Death of course makes many an appearance, as much in those instances when soldiers narrowly escape it as when they finally succumb. Wharton finds an entirely fresh perspective on it when he is reunited briefly with the man who had been the school bully responsible for flushing his head down the toilet.

It's a terrible shock to see someone who's been such a menace in your childhood... who took so much joy from your life, lying there empty, bloody, spattered with dirt particles and shrapnel pitted into his skin... Some things are hard to live past.

Wharton's honesty is particularly powerful when he opens out from his own personal failings to those of the liberating forces as a whole. He and we become witnesses to the terrible behaviour of military force, to the things you might expect from conquests of the past like rape and pillage. The Russians may have been cast as the villains by the American top brass but Wharton is clear that the behaviour of American troops was just as bad. He himself stole gemstones from jewellery, gradually building up a substantial nest-egg which he hides in a German gas mask ready for the time when victory sends them home. His plan is only foiled by an extraordinary attack on their camp from a group of Hitler Youth. But what the book is always building towards is an incident in which he reports a massacre by their own troops - '...a really bad way to end a war. If there's a good way to end a war I don't know what it is, but this was a bad way to end one.' It is an episode that forces Wharton to examine his personal morality and despite having described himself as 'sort of an incipient psychopath, or at least, a misanthrope' it yet again places him in opposition to those in authority.

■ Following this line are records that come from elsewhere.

PR #194, opened 2015-03-26
Update testing stack with the latest test-kitchen changes.

cmluciano:
A new parameter was added to the driver config so that the correct
communicator is setup. Technically transport is not needed anymore
since it is discovered with the name, but I left it in there to be
explicit.

I bumped the gems to the latest working betas. Kitchen-vagrant
0.17.0.beta3 requires the vagrant-winrm plugin and will display
a message stating that you need to install it if you have not
already. I think this should suffice as a warning, but I could add
a special testing section to the README if necessary.

This has been tested with all 3 suites.

### DIFF
--- a/Gemfile
+++ b/Gemfile
@@ -1,8 +1,8 @@
-source "https://rubygems.org"
+source 'https://rubygems.org'
 
 group :development do
-  gem "test-kitchen", :git => 'https://github.com/test-kitchen/test-kitchen.git', :branch => 'windows-guest-support'
-  gem 'kitchen-vagrant', git: 'https://github.com/test-kitchen/kitchen-vagrant.git', :branch => 'windows-guest-support'
-  gem "berkshelf"
-  gem "vagrant-wrapper", ">= 2.0"
+  gem 'test-kitchen',     '1.4.0.beta.2'
+  gem 'kitchen-vagrant',  '0.17.0.beta.3'
+  gem 'berkshelf'
+  gem 'vagrant-wrapper',  '>= 2.0'
 end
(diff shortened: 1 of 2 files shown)


cmluciano:
cc @ksubrama @smurawski

Gemfile
```diff
@@ -1,8 +1,8 @@
-source "https://rubygems.org"
+source 'https://rubygems.org'
 
 group :development do
-  gem "test-kitchen", :git => 'https://github.com/test-kitchen/test-kitchen.git', :branch => 'windows-guest-support'
-  gem 'kitchen-vagrant', git: 'https://github.com/test-kitchen/kitchen-vagrant.git', :branch => 'windows-guest-support'
-  gem "berkshelf"
-  gem "vagrant-wrapper", ">= 2.0"
+  gem 'test-kitchen',     '1.4.0.beta.2'
+  gem 'kitchen-vagrant',  '0.17.0.beta.3'
```
btm: can we specify something "like >= 0.17.0.beta.3" so we don't have to change this file if we do another beta?

cmluciano: Indeed, @fnichol just released beta.4. Testing now and then will push up with ">="

fnichol:
@cmluciano Nice! Seeing as you're in there anyway, think you could drop the `forward_agent` line as well? I don't know where that came from but doesn't really relate to anything currently

cmluciano:
@fnichol will do

cmluciano:
Should be good to go with @btm and @fnichol changes

ksubrama:
Rebased, cleaned up and merged in c1acb618c6e2eb8987f506ed5f0b03a8aae9c837.

PR #197, opened 2015-05-01
enable windows_task to accept pathed task names + update test-kitchen

trevorghess:
This allows windows_task to accept the following task name formats:
```ruby
"Task Name"
"/Task Name"
"Path/Task Name"
"/Path/Task Name"
```

It also updates the test-kitchen references to work with 1.4.0 so that the tests can run

### DIFF
--- a/test/cookbooks/minimal/recipes/default.rb
+++ b/test/cookbooks/minimal/recipes/default.rb
@@ -29,3 +29,28 @@ windows_task 'disable chef test' do
   name 'chef test'
   action :disable
 end
+
+windows_task 'create chef test' do
+  name 'chef\\chef test'
+  action :create
+  cwd "C:\\"
+  command 'dir'
+end
+
+windows_task 'disable chef test' do
+  name 'chef\\chef test'
+  action :disable
+end
+
+windows_task 'create chef test' do
+  name '\\chef\\chef test2'
+  action :create
+  cwd "C:\\"
+  command 'dir'
+end
+
+windows_task 'disable chef test' do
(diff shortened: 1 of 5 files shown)


test/cookbooks/minimal/recipes/default.rb
```diff
@@ -29,3 +29,28 @@
...
+  command 'dir'
+end
+
+windows_task 'disable chef test' do
+  name 'chef\\chef test'
+  action :disable
+end
+
+windows_task 'create chef test' do
+  name '\\chef\\chef test2'
```
smurawski: Why do we need to escape slashes when using a single quoted string?  This isn't intuitive nor how the native commands represent the path of the scheduled tasks.

test/cookbooks/minimal/recipes/default.rb
```diff
@@ -29,3 +29,28 @@
   name 'chef test'
   action :disable
 end
+
+windows_task 'create chef test' do
+  name 'chef\\chef test'
+  action :create
+  cwd "C:\\"
```
smurawski: Did you verify that cwd was actually being set?  I'm not seeing that working in my tests.

smurawski:
@trevorghess I'm in the process of getting this merged in (see #204) along with some more tests.  I have a few more items to add and we'll cut a new release of this cookbook.

smurawski:
Merged with #204

smurawski:
I'll cut a new release of this cookbook on 5/14/2015.

PR #199, opened 2015-05-08
use Chef.set_resource_priority_array to suppress warning

lamont-granquist:


jdmundrawala:
do we need to set the provider priority as well?

lamont-granquist:
@someara @jdmundrawala @smurawski could use some eyes on this.

see chef/chef#3349 for why undefining the existing class is bad.

lamont-granquist:
Does it wire itself up explicitly?

jdmundrawala:
Looks like it:
https://github.com/opscode-cookbooks/windows/blob/master/libraries/windows_package.rb#L215

lamont-granquist:
The cookbook version hardcodes itself to the cookbook version of the provider, yeah

jdmundrawala:
:+1:

lamont-granquist:
If people want to do both they're gonna have to setup a provides alias anyway to wire up a way to hit the internal core windows_package resource, so I think there's nothing we need to do to the provider mapping there either.

smurawski:
:+1:

jdmundrawala:
I don't think people have ever done that

lamont-granquist:
The guy in chef/chef#3349 wants to use both of them...

PR #200, opened 2015-05-11
Fix resource priority

jdmundrawala:
I think the old logic would never match?

cc @lamont-granquist

### DIFF
--- a/libraries/windows_package.rb
+++ b/libraries/windows_package.rb
@@ -219,17 +219,17 @@ class Chef
 end
 
 if Gem::Version.new(Chef::VERSION) < Gem::Version.new('12')
+  # this wires up the cookbook version of the windows_package resource as Chef::Resource::WindowsPackage,
+  # which is kinda hella janky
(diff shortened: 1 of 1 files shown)


lamont-granquist:
No the `Chef.set_resource_priority_array` is `chef >= 12.3.0` so I'm trying to catch `12.0.0 <= chef_version < 12.3.0` with the else block.

lamont-granquist:
(we don't have dynamic *resource* resolution with the priority array stuff before 12.3.0, and don't have the chef_class stuff before then either)

jdmundrawala:
Right, but it looks like `Chef.respond_to?(:set_resource_priority_array)` check only happens
if `Gem::Version.new(Chef::VERSION) < Gem::Version.new('12')`.

```ruby
if Gem::Version.new(Chef::VERSION) < Gem::Version.new('12')
  if Chef.respond_to?(:set_resource_priority_array)
   ....
```
Since `Gem::Version.new('12.3.0') < Gem::Version.new('12') == false`, `if Chef.respond_to?(:set_resource_priority_array)` will never run.

lamont-granquist:
lol, yes, i can't read.

:+1:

That opposition is probably what saved his ego when writing this memoir. Always the first to point out his own weaknesses and failings he is also careful to portray those in command as either weak, misguided or ultimately cruel, with a total disregard for the lives of the men underneath them. Wharton's occasional connections with those around him belie his casting as misanthrope, he may be ashamed of his conduct in war but there are moments of atonement. At the end of it all however it is his frankness and ability to hold up his hands that not only saves his telling but makes it such an interesting story.